皇上莫不是迷恋花魁女到片刻不离,连上朝都不想分开?

这实在太诡异了。

御史姚大人整了整衣冠,上前一揖,「微臣有事请奏。」

东霖璿冷冷一笑,总算来了,「姚卿有事便奏。」

「启禀圣上,内宫嫔妃不可干预政事,万望圣上将更衣娘娘遣回。」姚大人硬著声说。

「荷更衣可曾开口说过一个字?」东霖璿漫不经心的回答,「她不过是依照宫令,随侍在朕的身边罢了,又犯了那条律令?姚卿,你倒是说说看。」

「开国圣主亲口谕令,内侍嫔臣不可干政!」姚大人搬出开国先皇的谕令。

「姚卿说得好。
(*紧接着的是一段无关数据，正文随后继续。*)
PR #265, opened 2016-05-09
Bump json-schema/JSON-Schema-Test-Suite to 1.2.0 + some tests improvements

mirfilip:
## Things done:
- Simplify tests directory structure. Namespace is still unchanged.

- Change drafts tests that we read from json schema test suite to be an associative array where a key is a `file.json / suite description / test case description`

Failing tests output before the change:
```
1) JsonSchema\Tests\Drafts\Draft4Test::testValidCases with data set #75 ('{"bar":1,"baz":2}', '{"properties":{"foo":{"not":{}}}}')
```
Failing tests output after the change:
```
1) JsonSchema\Tests\Drafts\Draft4Test::testValidCases with data set "not.json / forbidden property / property absent" ('{"bar":1,"baz":2}', '{"properties":{"foo":{"not":{}}}}')
```
It uses [description](https://github.com/json-schema-org/JSON-Schema-Test-Suite/blob/develop/tests/draft4/additionalItems.json#L3) fields from suite and test case. This may seem an overkill, but it really simplifies hunting for the test to fix when you have a readable path.

- Update `json-schema/JSON-Schema-Test-Suite` to `1.2.0`. **Pay attention here, important**:
If we really want to state which version of the draft the validator follows, we **need** to compare against the newest available version. I presume everyone agrees ;) So, `1.2.0` bring three failure specs:
 - `format.json` / `Draft 3` / optional
 - `format.json` / `Draft 4` / optional
 - `not.json` / `Draft 4` / required

Sad thing, there is no mechanism to skip one test case from `not.json`. For the time being, I've skipped the whole file as it's now my priority to fix that case as it's required by spec. Still, I think it doesn't hurt us as I doubt people are going to dig tests to see the compliance with spec (I'm working on documenting that).

/cc @bighappyface


bighappyface:
+1

I looked into this in the past and stuffed it into my ever-growing to-do list... Thanks @mirfilip for bringing us up to the latest in terms of both the test site and a more sane PSR-4 directory structure.

mirfilip:
@bighappyface Thx for the check. This will inevitably cause some PRs to need of rebase but I figured there are not too many PRs so it's a good time for such change. I'm thinking of doing the same for `src`, what do you think?

bighappyface:
@mirfilip I think squashed PRs are for the best. We need to add a CONTRIBUTING file to help clarify our expectations.

Yes, I say do the same for `src` while you are at it, and thanks ;)

mirfilip:
@bighappyface squashed. This is the final version. I will tackle `src` structure separately.

jojo1981:
+1

bighappyface:
+1

I'm going to let this one sit in master and bump at a later time.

」东霖璿摸摸下巴,「王公公,李公公,你们两个都退下吧。朝廷没你们的事情,内侍不得干政,不是吗?」

两位内侍大臣脸色发青,一时间连话都说不出来。他们两位虽说是内侍,却不像一般阉宦,头脑清楚,皆是饱学之士,且又是三朝元老,忠心耿耿,向来备受朝廷百官与皇上敬重,今日却当廷遭此侮辱,两人皆是羞恼不已。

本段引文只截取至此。